When a robot navigates through Cartesian space it employs various joint movements to achieve the desired Cartesian motion for the end effector. To optimize joint movements, the robot calculates the necessary displacement and direction for each joint. This method generally works efficiently for most arm configurations. However, challenges arise at singularities, which occur when joints reach their limits or when two or more joints align collinearly.
At these joint alignments, certain movements within Cartesian space become unattainable, leading to exceedingly high joint velocities. The mathematical equations governing the robot's motion approach singularity when divided by small values. The actual singularity manifests when one of these equations is divided by zero, signifying the impossibility of the movement.
Singularity point represent critical zones where the robot's kinematic equations encounter mathematical limitations due to specific joint configurations, resulting in movement impossibilities or erratic behavior.

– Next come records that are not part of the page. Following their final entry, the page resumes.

PR #713, opened 2020-04-27
OSTree task improvements

agners:
Hi, this are smaller improvements to the OSTree image tasks. Most notably it changes how /home folder is stored to align with what Fedora CoreOS is doing and what upstream OSTree today uses as the modern approach.

### DIFF
--- a/classes/image_types_ostree.bbclass
+++ b/classes/image_types_ostree.bbclass
@@ -38,9 +38,6 @@ IMAGE_CMD_ostree () {
     mkdir sysroot
     ln -sf sysroot/ostree ostree
 
-    rm -rf tmp/*
-    ln -sf sysroot/tmp tmp
-
     mkdir -p usr/rootdirs
 
     mv etc usr/
--- a/classes/image_types_ostree.bbclass
+++ b/classes/image_types_ostree.bbclass
@@ -71,13 +71,11 @@ IMAGE_CMD_ostree () {
     mkdir -p usr/share/sota/
     echo -n "${OSTREE_BRANCHNAME}" > usr/share/sota/branchname
 
-    # Preserve data in /home to be later copied to /sysroot/home by sysroot
-    # generating procedure
-    mkdir -p usr/homedirs
-    if [ -d "home" ] && [ ! -L "home" ]; then
-        mv home usr/homedirs/home
-        ln -sf var/rootdirs/home home
-    fi
+    # home directories get copied from the OE root later to the final sysroot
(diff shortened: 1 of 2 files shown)


patrickvacek:
Thanks for putting this together! It looks like a lot of good work. I'm reviewing it now and testing it in CI, but it might take just a bit of time to make sure that everything works like we expect.

patrickvacek:
CI is unfortunately broken apparently because Yocto's certs expired, which also means I can't test manually. Once that is resolved we'll retry.

I've reviewed the logic, though, and I don't see any obvious concerns. Everything looks like an improvement and update to modern OSTree usage.

BTW, I agree that the tmp handling logic we had in place was just a mistake. The code was committed in the earliest days of this project and has probably never been looked at too closely again until now. Thanks for catching that!

agners:
> CI is unfortunately broken apparently because Yocto's certs expired, which also means I can't test manually. Once that is resolved we'll retry.

Hehe, yeah our CI got tripped by it too today :-)

> I've reviewed the logic, though, and I don't see any obvious concerns. Everything looks like an improvement and update to modern OSTree usage.
> 
> BTW, I agree that the tmp handling logic we had in place was just a mistake. The code was committed in the earliest days of this project and has probably never been looked at too closely again until now. Thanks for catching that!

Yeah I was assuming that. Thanks for confirming.

agners:
@patrickvacek added two more commits, one of which addresses more or less what @eu-smirnov in #687 tried to achieve. If you prefer to have those two separate still I can pop them and create a separate merge request.

patrickvacek:
> added two more commits, one of which addresses more or less what @eu-smirnov in #687 tried to achieve. If you prefer to have those two separate still I can pop them and create a separate merge request.

Again, looks like good stuff! I probably would prefer if the new stuff were in a separate PR, though. It's a lot to test, and all of this has to be tested manually, since CI doesn't really cover the interesting parts here. Does your change to `ostree_target_hash` address https://github.com/advancedtelematic/meta-updater/issues/412?

lbonn:
The changes look good and well motivated in their commit messages, thanks!

agners:
@patrickvacek ok, dropped off the last two patches! Will create a separate pull request for those.

agners:
@patrickvacek and no, it does not address #412.

eu-smirnov:
Looks good to me!

agners:
Just wanted to point out that using the new `/home` location also allows to use ro `/sysroot` (see https://github.com/ostreedev/ostree/issues/2086).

Video demonstration of singularities:
If you plan to program the robot to perform some tasks you will inevitably have to deal with singularities. These unique configurations can significantly obstruct the Cartesian movements of your robot's end-effector. It's important to understand how to navigate around robot singularities by strategically designing your robot cell. In repetitive tasks where robots execute the same motions repeatedly, they can be programmed to steer clear of singularities. However, achieving this often involves a lot of painstaking manual adjustment of robot paths.
Because singularities are common in 6 axes robotic arms, you must learn how to identify and avoid them.
Now that you know what are singularities and how to recognise them, how do we avoid them? This is a hard problem and usually requires a lot of trial and error. It can be only avoided by properly designing your robotic cell or task. If your robot is mounted to the cell and it keeps hitting the singularities you can do few things:
* Change the adapter plate of your gripper/end-effector to be at a different angle.
* Relocate the robot around the robotic cell
* try another robot configuration/pose
Certain robot manufacturers provide singularity avoidance features allowing the robot's end-effector to make slight deviations from the intended Cartesian trajectory to circumvent singularities. These options prove highly beneficial when absolute adherence to the trajectory isn't crucial. For instance, in scenarios where the robot's task involves movement away from or towards a target rather than precision tasks like gluing or assembly.
These deviations enable seamless and smoother end-effector motion, ensuring continuity in movement without interruptions caused by singularities. By allowing slight deviations, the robot can navigate around singularities, maintaining a more stable and continuous trajectory while performing tasks that do not demand pinpoint accuracy.
In contrast, PAROL6 robotic arm will try to keep the desired Cartesian trajectory although that might mean that the end-effector will stop when near singularity. Feature to try to avoid the singularity by small deviations is not implemented.